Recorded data
##########

PR #2226, opened 2025-03-20
Remove quotes on DANDI_ADMIN_EMAIL env var

jjnesbitt:
Following from #2205, it seems the values supplied in the dev `.env` files contain quotes around them, which could cause errors when running the app locally, depending on the local environment. This is the only place this quoting occurs, which is why CI doesn't catch it.

### DIFF
--- a/dev/.env.docker-compose
+++ b/dev/.env.docker-compose
@@ -12,6 +12,6 @@ DJANGO_DANDI_DANDISETS_EMBARGO_LOG_BUCKET_NAME=dandiapi-embargo-dandisets-logs
 DJANGO_DANDI_WEB_APP_URL=http://localhost:8085
 DJANGO_DANDI_API_URL=http://localhost:8000
 DJANGO_DANDI_JUPYTERHUB_URL=https://hub.dandiarchive.org/
-DJANGO_DANDI_ADMIN_EMAIL="admin@test.mail"
+DJANGO_DANDI_ADMIN_EMAIL=admin@test.mail
 DJANGO_DANDI_DEV_EMAIL=test@example.com
 DANDI_ALLOW_LOCALHOST_URLS=1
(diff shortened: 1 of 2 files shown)


yarikoptic:
interesting. I thought that those are "shell" files and thus quotes would be good to have.  Do you know what / how reads those files besides doing `source` in some shell?  just to make sure we know syntax exactly there (e.g. what to do if there is a space in the value?)

jjnesbitt:
> interesting. I thought that those are "shell" files and thus quotes would be good to have. Do you know what / how reads those files besides doing `source` in some shell? just to make sure we know syntax exactly there (e.g. what to do if there is a space in the value?)

Some shells / methods of sourcing these files (in my case fish shell, which is why I discovered this) don't strip out the quotes, leaving the actual parsed value invalid. This is something I'm going to try to fix in my local environment, but regardless, there is no good reason to use quotes around this value, as there are no spaces and no other email address env vars do so.

yarikoptic:
in this case -- yes. But I wonder in general, since someone might run into a case where it is needed ("Last, First" name?), what is the assumption here on the syntax/format of such files?   Choices:
- Are they "POSIX compliant" in a sense that any POSIX compliant shell should be able to `source` them? (`fish` seems to be not, so YYMV indeed)
- Are they just ad-hoc `key=value` formatted set of lines with multiline values disallowed?

yarikoptic:
ok, then I think we better adopt some existing convention if not standard. There is

- [dotenv](https://www.npmjs.com/package/dotenv) : The most common library for loading .env files in Node.js
- [python-dotenv](https://pypi.org/project/python-dotenv/) : Similar library for Python

they seems to differ in their descriptions of the format unfortunately, but both support quotes if necessary (for spaces etc).  So for now this "fix" is ok as we do not need any, but IMHO it is something to keep in mind if we encounter the need in the future.

In particular from https://github.com/theskumar/python-dotenv?tab=readme-ov-file#file-format :

> The format is not formally specified and still improves over time. That being said, .env files should mostly look like Bash files.
> 
> Keys can be unquoted or single-quoted. Values can be unquoted, single- or double-quoted. Spaces before and after keys, equal signs, and values are ignored. Values can be followed by a comment. Lines can start with the export directive, which does not affect their interpretation.

Issue #2184, opened 2025-02-12
Create admin API endpoint(s) for sending out emails


yarikoptic:
We already are sending some emails e.g. when notifying users during registration.

DB has email information for dandiset owners and contacts, and all registered users of the archive.

I think it would make total sense to centralize ability to email DANDI users by use via API, so we could potentially use it in services outside of the dandi-archive, e.g. for admins

- dandi-hub to notify on home directories being reset (https://github.com/dandi/dandi-hub/issues/228) -- so for a specific user
- downtime notifications -- to all registered users
- validation errors reminders -- to corresponding authors of dandisets
- audit summaries -- to corresponding authors of dandisets

there could potentially be use cases even for authenticated users, although not immediately needed
 
- `dandi-cli reportbug {dandiset_id}` (does not exist but could) 

So having endpoint(s) allowing for those above would have been nice IMHO.  It could potentially also take care about proper re-formatting of markdown message text into html and txt versions, adding "branded" header/footnotes and other conveniences.

We could have per dandiset endpoint `/dandisets/{dandiset__pk}/contact` and then `/users/contact`  with data fields like

- content
- content-encoding (for markdown vs txt vs html)
- subject
- from

Related 

- I think it closes https://github.com/dandi/dandi-archive/issues/569

Current functionality which does emailing

```shell
❯ git grep 'def send_'
dandiapi/api/mail.py:def send_ownership_change_emails(dandiset, removed_owners, added_owners):
dandiapi/api/mail.py:def send_registered_notice_email(user: User, socialaccount: SocialAccount):
dandiapi/api/mail.py:def send_new_user_message_email(user: User, socialaccount: SocialAccount):
dandiapi/api/mail.py:def send_approved_user_message(user: User, socialaccount: SocialAccount):
dandiapi/api/mail.py:def send_rejected_user_message(user: User, socialaccount: SocialAccount):
dandiapi/api/mail.py:def send_pending_users_message(users: Iterable[User]):
dandiapi/api/mail.py:def send_dandiset_unembargoed_message(dandiset: Dandiset):
dandiapi/api/mail.py:def send_dandiset_unembargo_failed_message(dandiset: Dandiset):
dandiapi/api/tasks/scheduled.py:def send_pending_users_email() -> None:
```

[...]

PR #2227, opened 2025-03-20
WIP: Add endpoint to send mail to a user

asmacdo:
https://github.com/dandi/dandi-archive/issues/2184

- [x] Restrict to admins
- [ ] Improve Response
- [ ] Find a way to test
- [ ] Allow emails to multiple users?
- [ ] Issue mentioned "From:" but build_message does not support-- ok to just send from the admin email?
- [ ] Add option for html or plaintext

### DIFF
--- a/dandiapi/api/views/users.py
+++ b/dandiapi/api/views/users.py
@@ -8,6 +8,7 @@ from typing import TYPE_CHECKING
 from allauth.socialaccount.models import SocialAccount
 from django.contrib.auth.models import User
 from django.core import mail
+from django.core.exceptions import PermissionDenied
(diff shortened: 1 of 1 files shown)


jjnesbitt:
What is the point of having this exposed as an API endpoint? Why not expose this through the admin interface, as a custom dashboard perhaps?

asmacdo:
I'll close since this isnt making progress. (It was previously decided to open a design doc PR https://github.com/dandi/dandi-archive/pull/2370 which is also stuck) This could be useful as a reference, but its simple enough its probably not worth trying to directly apply these commits to modern dandi.

PR #2231, opened 2025-03-24
Fix a case where draft asset summaries could become stale

danlamanna:
There's an edge case where assets can be uploaded and the dandiset can transition into publishing before an appropriate asset summary for the draft version is computed. When generating the asset summary for the published version it can be copied to the draft to ensure the draft asset summary is always eventually correct.

### DIFF
--- a/dandiapi/api/services/publish/__init__.py
+++ b/dandiapi/api/services/publish/__init__.py
@@ -171,6 +171,9 @@ def _publish_dandiset(dandiset_id: int, user_id: int) -> None:
         # Add asset paths with new version
         add_version_asset_paths(version=new_version)
 
+        # Copy the finalized assetsSummary to the draft version in case it wasn't up to date
+        # before starting the publish.
+        old_version.metadata['assetsSummary'] = new_version.metadata['assetsSummary']
         # Set the version of the draft to PUBLISHED so that it cannot be published again without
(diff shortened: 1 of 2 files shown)


dandiapi/api/services/publish/__init__.py
```diff
@@ -173,6 +173,7 @@ def _publish_dandiset(dandiset_id: int, user_id: int) -> None:
 
         # Set the version of the draft to PUBLISHED so that it cannot be published again without
         # being modified and revalidated
+        old_version.metadata['assetsSummary'] = new_version.metadata['assetsSummary']
         old_version.status = Version.Status.PUBLISHED
         old_version.save()
```
mvandenburgh, line 178: The old comment needs to be moved to the next line, + I suggest adding a new comment along these lines describing why we're setting the assets summary
```suggestion
        # Synchronously update the assets summary of the draft version, since the
        # assets summary cron won't pick it up until it has been modified further.
        old_version.metadata['assetsSummary'] = new_version.metadata['assetsSummary']
        # Set the version of the draft to PUBLISHED so that it cannot be published again without
        # being modified and revalidated
        old_version.status = Version.Status.PUBLISHED
        old_version.save()
```

mvandenburgh (approved):
Sorry, thought I approved this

##########

## What you should do:
All of the records shown above should be reproduced exactly.

## Task result:
PR #2226, opened 2025-03-20
Remove quotes on DANDI_ADMIN_EMAIL env var

jjnesbitt:
Following from #2205, it seems the values supplied in the dev `.env` files contain quotes around them, which could cause errors when running the app locally, depending on the local environment. This is the only place this quoting occurs, which is why CI doesn't catch it.

### DIFF
--- a/dev/.env.docker-compose
+++ b/dev/.env.docker-compose
@@ -12,6 +12,6 @@ DJANGO_DANDI_DANDISETS_EMBARGO_LOG_BUCKET_NAME=dandiapi-embargo-dandisets-logs
 DJANGO_DANDI_WEB_APP_URL=http://localhost:8085
 DJANGO_DANDI_API_URL=http://localhost:8000
 DJANGO_DANDI_JUPYTERHUB_URL=https://hub.dandiarchive.org/
-DJANGO_DANDI_ADMIN_EMAIL="admin@test.mail"
+DJANGO_DANDI_ADMIN_EMAIL=admin@test.mail
 DJANGO_DANDI_DEV_EMAIL=test@example.com
 DANDI_ALLOW_LOCALHOST_URLS=1
(diff shortened: 1 of 2 files shown)


yarikoptic:
interesting. I thought that those are "shell" files and thus quotes would be good to have.  Do you know what / how reads those files besides doing `source` in some shell?  just to make sure we know syntax exactly there (e.g. what to do if there is a space in the value?)

jjnesbitt:
> interesting. I thought that those are "shell" files and thus quotes would be good to have. Do you know what / how reads those files besides doing `source` in some shell? just to make sure we know syntax exactly there (e.g. what to do if there is a space in the value?)

Some shells / methods of sourcing these files (in my case fish shell, which is why I discovered this) don't strip out the quotes, leaving the actual parsed value invalid. This is something I'm going to try to fix in my local environment, but regardless, there is no good reason to use quotes around this value, as there are no spaces and no other email address env vars do so.

yarikoptic:
in this case -- yes. But I wonder in general, since someone might run into a case where it is needed ("Last, First" name?), what is the assumption here on the syntax/format of such files?   Choices:
- Are they "POSIX compliant" in a sense that any POSIX compliant shell should be able to `source` them? (`fish` seems to be not, so YYMV indeed)
- Are they just ad-hoc `key=value` formatted set of lines with multiline values disallowed?

yarikoptic:
ok, then I think we better adopt some existing convention if not standard. There is

- [dotenv](https://www.npmjs.com/package/dotenv) : The most common library for loading .env files in Node.js
- [python-dotenv](https://pypi.org/project/python-dotenv/) : Similar library for Python

they seems to differ in their descriptions of the format unfortunately, but both support quotes if necessary (for spaces etc).  So for now this "fix" is ok as we do not need any, but IMHO it is something to keep in mind if we encounter the need in the future.

In particular from https://github.com/theskumar/python-dotenv?tab=readme-ov-file#file-format :

> The format is not formally specified and still improves over time. That being said, .env files should mostly look like Bash files.
> 
> Keys can be unquoted or single-quoted. Values can be unquoted, single- or double-quoted. Spaces before and after keys, equal signs, and values are ignored. Values can be followed by a comment. Lines can start with the export directive, which does not affect their interpretation.

Issue #2184, opened 2025-02-12
Create admin API endpoint(s) for sending out emails


yarikoptic:
We already are sending some emails e.g. when notifying users during registration.

DB has email information for dandiset owners and contacts, and all registered users of the archive.

I think it would make total sense to centralize ability to email DANDI users by use via API, so we could potentially use it in services outside of the dandi-archive, e.g. for admins

- dandi-hub to notify on home directories being reset (https://github.com/dandi/dandi-hub/issues/228) -- so for a specific user
- downtime notifications -- to all registered users
- validation errors reminders -- to corresponding authors of dandisets
- audit summaries -- to corresponding authors of dandisets

there could potentially be use cases even for authenticated users, although not immediately needed
 
- `dandi-cli reportbug {dandiset_id}` (does not exist but could) 

So having endpoint(s) allowing for those above would have been nice IMHO.  It could potentially also take care about proper re-formatting of markdown message text into html and txt versions, adding "branded" header/footnotes and other conveniences.

We could have per dandiset endpoint `/dandisets/{dandiset__pk}/contact` and then `/users/contact`  with data fields like

- content
- content-encoding (for markdown vs txt vs html)
- subject
- from

Related 

- I think it closes https://github.com/dandi/dandi-archive/issues/569

Current functionality which does emailing

```shell
❯ git grep 'def send_'
dandiapi/api/mail.py:def send_ownership_change_emails(dandiset, removed_owners, added_owners):
dandiapi/api/mail.py:def send_registered_notice_email(user: User, socialaccount: SocialAccount):
dandiapi/api/mail.py:def send_new_user_message_email(user: User, socialaccount: SocialAccount):
dandiapi/api/mail.py:def send_approved_user_message(user: User, socialaccount: SocialAccount):
dandiapi/api/mail.py:def send_rejected_user_message(user: User, socialaccount: SocialAccount):
dandiapi/api/mail.py:def send_pending_users_message(users: Iterable[User]):
dandiapi/api/mail.py:def send_dandiset_unembargoed_message(dandiset: Dandiset):
dandiapi/api/mail.py:def send_dandiset_unembargo_failed_message(dandiset: Dandiset):
dandiapi/api/tasks/scheduled.py:def send_pending_users_email() -> None:
```

[...]

PR #2227, opened 2025-03-20
WIP: Add endpoint to send mail to a user

asmacdo:
https://github.com/dandi/dandi-archive/issues/2184

- [x] Restrict to admins
- [ ] Improve Response
- [ ] Find a way to test
- [ ] Allow emails to multiple users?
- [ ] Issue mentioned "From:" but build_message does not support-- ok to just send from the admin email?
- [ ] Add option for html or plaintext

### DIFF
--- a/dandiapi/api/views/users.py
+++ b/dandiapi/api/views/users.py
@@ -8,6 +8,7 @@ from typing import TYPE_CHECKING
 from allauth.socialaccount.models import SocialAccount
 from django.contrib.auth.models import User
 from django.core import mail
+from django.core.exceptions import PermissionDenied
(diff shortened: 1 of 1 files shown)


jjnesbitt:
What is the point of having this exposed as an API endpoint? Why not expose this through the admin interface, as a custom dashboard perhaps?

asmacdo:
I'll close since this isnt making progress. (It was previously decided to open a design doc PR https://github.com/dandi/dandi-archive/pull/2370 which is also stuck) This could be useful as a reference, but its simple enough its probably not worth trying to directly apply these commits to modern dandi.

PR #2231, opened 2025-03-24
Fix a case where draft asset summaries could become stale

danlamanna:
There's an edge case where assets can be uploaded and the dandiset can transition into publishing before an appropriate asset summary for the draft version is computed. When generating the asset summary for the published version it can be copied to the draft to ensure the draft asset summary is always eventually correct.

### DIFF
--- a/dandiapi/api/services/publish/__init__.py
+++ b/dandiapi/api/services/publish/__init__.py
@@ -171,6 +171,9 @@ def _publish_dandiset(dandiset_id: int, user_id: int) -> None:
         # Add asset paths with new version
         add_version_asset_paths(version=new_version)
 
+        # Copy the finalized assetsSummary to the draft version in case it wasn't up to date
+        # before starting the publish.
+        old_version.metadata['assetsSummary'] = new_version.metadata['assetsSummary']
         # Set the version of the draft to PUBLISHED so that it cannot be published again without
(diff shortened: 1 of 2 files shown)


dandiapi/api/services/publish/__init__.py
```diff
@@ -173,6 +173,7 @@ def _publish_dandiset(dandiset_id: int, user_id: int) -> None:
 
         # Set the version of the draft to PUBLISHED so that it cannot be published again without
         # being modified and revalidated
+        old_version.metadata['assetsSummary'] = new_version.metadata['assetsSummary']
         old_version.status = Version.Status.PUBLISHED
         old_version.save()
```
mvandenburgh, line 178: The old comment needs to be moved to the next line, + I suggest adding a new comment along these lines describing why we're setting the assets summary
```suggestion
        # Synchronously update the assets summary of the draft version, since the
        # assets summary cron won't pick it up until it has been modified further.
        old_version.metadata['assetsSummary'] = new_version.metadata['assetsSummary']
        # Set the version of the draft to PUBLISHED so that it cannot be published again without
        # being modified and revalidated
        old_version.status = Version.Status.PUBLISHED
        old_version.save()
```

mvandenburgh (approved):
Sorry, thought I approved this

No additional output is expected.